Without limitation thereon, and notwithstanding anything to the contrary
contained herein, in no event shall any extension right provided in this
Agreement result in the Closing being extended beyond January 31, 1995.

     E.   Interpretation.  Each party acknowledges that such party and its
counsel, after negotiation and consultation, have reviewed and revised this
Agreement.  As such, the terms of this Agreement shall be fairly construed and
the usual rule of construction, to the effect that any ambiguities herein
should be resolved against the drafting party, shall not be employed in the
interpretation of this Agreement or any amendments, modifications or exhibits
hereto or thereto.  Any reference to "Dollars" or "$" herein shall mean U.S.
Dollars.

     F.   Governing Law.  This Agreement shall be construed and enforced in
accordance with the laws of the State of Texas.

     G.   Successors and Assigns.  Purchaser may not assign or transfer its
rights or obligations under this Agreement without the prior written consent
of Seller (in which event such transferee shall assume in writing all of the
transferor's obligationS hereunder, but such transferor shall not be released
from its obligations hereunder); provided, however, Purchaser may assign its
interest in this Agreement to a limited partnership in which Purchaser or an
affiliate of Purchaser (i.e., an entity controlling, controlled by or under
common control with Purchaser) is the managing general partner and has not
less than a 51% interest in capital and profits in such limited partnership. 
No consent given by Seller to any transfer or assignment of Purchaser's rights
or obligations hereunder shall be construed as a consent to any other transfer
or assignment of Purchaser's rights or obligations hereunder.  No transfer or
assignment in violation of the provisions hereof shall be valid or
enforceable.  Subject to the foregoing, this Agreement and the terms and
provisions hereof shall inure to the benefit of and be binding upon the
successors and assigns of the parties.

     H.   Notices.  Any notice which a party is required or may  desire to
give the other shall be in writing and shall be sent by personal delivery or
by mail (either (i) by United States  registered or certified mail, return
receipt requested, postage  prepaid, or (ii) by Federal Express or similar
generally recognized overnight carrier regularly providing proof of delivery),
addressed as follows (subject to the right of a party to designate a different
address for itself by notice similarly given):

          To Purchaser:

          Collin Creek Mall, L.P.
          950 East Paces Ferry Road
          Suite 2275
          Atlanta, Georgia  30326
          Attention:  Mr. Dale R. Gilomen

          With Copy To:

          Arnall Golden & Gregory
          2800 One Atlantic Center
          1201 West Peachtree Street
          Atlanta, Georgia  30309
          Attention:  Paula A. Ball, Esq.

          To Seller:

          JMB Income Properties, Ltd.-X
          900 North Michigan Avenue
          19th Floor
          Chicago, Illinois  60611
          Attention:  Mr. James M. Whittington

          With Copy To:

          Pircher, Nichols & Meeks
          1999 Avenue of the Stars
          Suite 2600
          Los Angeles, California  90067
          Attention:  Real Estate Notices (GML)
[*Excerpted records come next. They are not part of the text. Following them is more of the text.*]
PR #5267, opened 2022-11-25
Add support for Firestore TTL

JU-2094:
### Description

API change to add Firestore TTL support for the CLI.
The implementation of the design change is tracked at b/249528585

### Scenarios Tested

User Journeys tested:

* Set and Unset TTL in an existing Field override.
* Set and Unset TTL in a new configuration file.
* Don't affect existing TTL policies created without the CLI for backward compatibility.
* See other TTL policies not present in the configuration file.
* Don't affect TTL policies if the `ttl` property is undefined. Only take effect when is explicitly set.
* Remove field overrides and TTL policies when the `--force` flag is used. 
* Verify there's only 1 TTL per collection.
* Verify that existing behavior remains if not using new property.
* Verify the order of field overrides in the configuration file do not affect.
* Verify the type of the `ttl` property is enforced to be boolean.


src/firestore/indexes.ts
```diff
@@ -334,11 +339,17 @@ export class FirestoreIndexes {
    * Validate that an arbitrary object is safe to use as an {@link Spec.FieldOverride}.
    * @param field
    */
-  validateField(field: any): void {
+  validateField(field: any, collectionsWithTtl: Set<string>): void {
     validator.assertHas(field, "collectionGroup");
     validator.assertHas(field, "fieldPath");
     validator.assertHas(field, "indexes");
 
+    /** Only one TTL per Collection */
```
HansiMou, line 347: Is this check needed? Backend has the same check and should delegate this to backend.

src/firestore/indexes.ts
```diff
@@ -395,7 +416,7 @@ export class FirestoreIndexes {
     const url = field.name;
```
HansiMou, line 416: nit: The comments for this method should be updated(on line 413; cannot directly comment on that line for some reason)

src/firestore/indexes.ts
JU-2094: It was agreed to have it in the design doc. 

The deployment of the indexes & field overrides is sequential. In a first pass all fields are validated. 
Then a second pass will be done for actual patching. I added this check to catch it earlier and show an error message from CLI instead of 4xx, 5xx codes.

Removing the asserts for some edge cases is not a problem. It would prompt a 403 or 500 error with the same messages as GCP console.

HansiMou: IMO it's better to let backend decide. This is not an accurate check either since right now we have 1 `UP` ttl config per collection. This limit could also be changed in the future.

JU-2094: SG. I'll remove this check. The HTTP error has clear information on this.

HansiMou:
LGTM from TTL backend.

bkendall (approved):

Any notice so given by mail shall be deemed to have been given as of the date
of delivery (whether accepted or refused) established by U.S. Post Office
return receipt or the overnight carrier's proof of delivery, as the case may
be.  Any such notice not so given shall be deemed given upon receipt of the
same by the party to whom the same is to be given.

     I.   Legal Costs.  The parties hereto agree that they shall  pay
directly any and all legal costs which they have incurred on  their own behalf
in the preparation of this Agreement, all deeds  and other agreements
pertaining to this transaction and that such legal costs shall not be part of
the closing costs. In addition, if either Purchaser or Seller brings any suit
or other proceeding with respect to the subject matter or the enforcement of
this Agreement, the prevailing party (as determined by the court, agency or
other authority before which such suit or proceeding is commenced), in
addition to such other relief as may be awarded, shall be entitled to recover
reasonable attorneys' fees, expenses and costs of investigation actually
incurred.  The foregoing includes, but is not limited to, attorneys' fees,
expenses and costs of investigation (including, without limitation, those
incurred in appellate proceedings), costs incurred in establishing the right
to indemnification, or in any action or participation in, or in  connection
with, any case or proceeding under Chapter 7, 11 or 13 of the Bankruptcy Code
(11 United States Code Sections 101 et seq.), or any successor statutes.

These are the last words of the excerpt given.